# Aiming headlights (and more) on 1990 Z32 300ZX



## DSF (May 25, 2008)

Can anybody give me some detailed instructions on how to aim the headlights (both high and low beams) on a 1990 ZX? I have had the low beam Halogen projector bulbs replaced with 6000K after-market HID. The rest is stock. The low beams are too low. Beam patterns seem to cross in the middle. Also...the height of both the low beams and the high beams are the same. The high beams do have a much broader illumination beam pattern...but are at the same height as the low projectors? That can't be correct, can it? The high's appear very yellow compared to low HID 6000K...thinking of switching them over to silverstars. Also, when switching from low beams to high beams the low projectors shut off. So, if I was to "flash to pass" the lows blink off then back on...this has got to be hard on the ballasts. I have been told that all after market ballasts are not meant to be rapidly cycled.

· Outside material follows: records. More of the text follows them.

Issue #1399, opened 2013-06-03
MaxAndArgmax -> GpuMaxAndArgmax and just GpuArgmax


nouiz:
A user spent 40% of his time in gpu transfer (20%) and 20% in MaxAndArgmax. He only use the argmax.
-  (see gh-5147) Make and Argmax only op, or do only 1 pass over the input in MaxAndArgmax.
- Make a Gpu version of argmax or maxandargmax.
  
  For the GPU version, we will do it only in the new back-end. The GPU implementation was merged in libgpuarray: https://github.com/Theano/libgpuarray/pull/185 and https://github.com/Theano/libgpuarray/pull/276. We need to make an op in Theano that will call this implementation. Check the CPU op MaxAndArgmax in tensor/basic.py. The make_node should be similar. No need for all the other implementation. Add perform/c_code and inherit from COp to have a working implementation.

lamblin:
This popped up a couple of times for different users in the last weeks.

So...I would be very appreciative is some of you experts out there could help out. I really would like to:

*Aim my low beams better
*Raise my high beams
*If possible, pay someone to rewire lows to remain on when using high beams.

I am aware of the "aiming device kit" stored in the back of the car...but do not know how to use it. I presume it guides you to set to "factory recommended specifications"...but I still would not know how to actually change the aim to what the devices recommend. Where are the adjusting set screws?

This is a 1990 ZX with 42 clicks on the clock. All mint. Car was in storage and now the mechanics have all been restored.

I am located in the Minneapolis, MN area so if anyone, local, there is in a position to help me...I would love to meet you.

I just got this vehicle. It has been in the family since delivery.

Apologize for the length and detail of this post. Just got the car from a sibling. And...have lots of questions.

Thank you!


----------



## Spongerider (Nov 18, 2002)

Yup, use the factory head light tool/ Have you found it? It's located behind the drives head in the hump. Pop it off and it's self explanitory. Hint use with the nipples on the head light lens to fit the head light tool on. Also the light pattern does criss cross that is how all head lights work. 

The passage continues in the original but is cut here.